Если с утверждением отличительной особенности человека как разумного существа согласны абсолютно все ученые, то, размышляя о скачке, в ходе которого произошел переход от жи­вотного к культурному образу жизни, они выдвигают самые раз­ные гипотезы о его причинах, создавая самые разные версии куль­турогенеза. Однако проблема происхождения человека и культуры ставилась и в донаучный период.

Мифологические и религиозные представления о природе культуры

Самые первые попытки ответить на вопрос о причинах воз­никновения культуры мы находим в древних мифах, а также в ре­лигии. С точки зрения креационистской концепции, человек был создан Богом (или богами), и все человеческие качества, в том числе и умение создавать культуру, были получены им свыше. По­этому в мифологии многих народов мы находим часто образ бога-просветителя, обучающего людей речи, различным умениям и на­выкам, а также правилам поведения и организации совместной жизни. Такова была деятельность широко известного из греческой мифологии титана Прометея. Библия же говорит о том, что пер­вые люди были созданы Богом уже взрослыми, владевшими даром речи. Нарушив запрет, вкусив от древа познания добра и зла, они были изгнаны из рая и должны были начать трудиться, чтобы выжить на земле.

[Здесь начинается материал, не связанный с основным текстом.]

PR #1874, opened 2022-01-30
fix is_stdlib() for nightly and enable nightly tests

### LINKED ISSUE #1872: Stdlib packages marked as not found
Stdlib packages are indicated as not found in the registry, but they execute correctly.

There's also a LocalRegistry in use, if that matters.

image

Этой концепции близки трансцендентальные теории культурогенеза, созданные рядом религиозных философов. Для них возник­новение культуры также предопределено свыше (или извне), так как оно связано не с естественным развитием человека, а с импульсом или замыслом, с которым в человеческое общество привносит­ся идея культуры. Своеобразным вариантом трансцендентальной теории является гуманистически-демиургическая концепция культурогенеза, ярким представителем которой был НА. Бердяев (1874—1948). Бог — это Творец, создавший мир и человека всего за семь дней. После это­го человек, созданный по Его образу и подобию, продолжил дело творения на земле, создавая свой, человеческий мир. Таким обра­зом, создание человеком культуры можно назвать восьмым днем творения.

Понять культуру нельзя, не поняв человека. Что есть человек? Какова его природа? Человек исследует окружаю­щий мир, и многие тайны уже открылись для него. Но его собственная природа остается во многом загадочной.

Природа человека и культура

Проблема человеческой природы и отношения ее к культуре стави­лись уже в античности. Так в представлении Платона, человек состоит из души и тела. Но собственно человеческой является только душа. Миф Платона о душе предвосхищает многие позднейшие психоантропологические конструкции, в которых также выделяются обычно три элемента: биологический, социальный и духовный.

Проблема человека активно обсуждалась в течение последних трех столетий в науке и философии. При этом наметились три основных подхода к ее решению — натуралистический, социологический и философско-антропологический.

Натуралистический подход. Натурализм представлен просветителями XVIII—XIX веков (Ж. Ламетри, Д. Дидро, П.А. Гольбаха, К.А. Гельвеция и др.), а также рядом крупных исследователей, также как Дарвин, Уоллес, Павлов, Бехтерев, Мак-Даугалл Скиннер, и рядом других современных ученых и философов. Суть его в том, что основные характеристики человека и создаваемой им культуры выводятся из биологических влечений и инстинктов. Для того чтобы объяснить сложные формы общественного поведе­ния людей и многообразие культур, ученые вводили все новые и новые инстинкты, так что их число достигло нескольких сот. К элементарным инстинктам питания, размножения, дыхания, движения, свойственным животным, прибавились инстинкты драчливости, конкуренции, подражания, стадности, жад­ности, ревности, собственности, охраны территории, агрессии, игры, влечение к смерти и ряд других.

К недостаткам традиционного натурализма можно отнести:

- одностороннюю биологизацию человека, которая выражалась в преувеличении его природной сущности и недооценке социо­культурных характеристик;

- внеисторический характер трактовки природной сущности человека и природы в целом, что выражалось в утопических призы­вах к возврату к доисторическим временам, когда человек и природа существовали в гармоническом единстве.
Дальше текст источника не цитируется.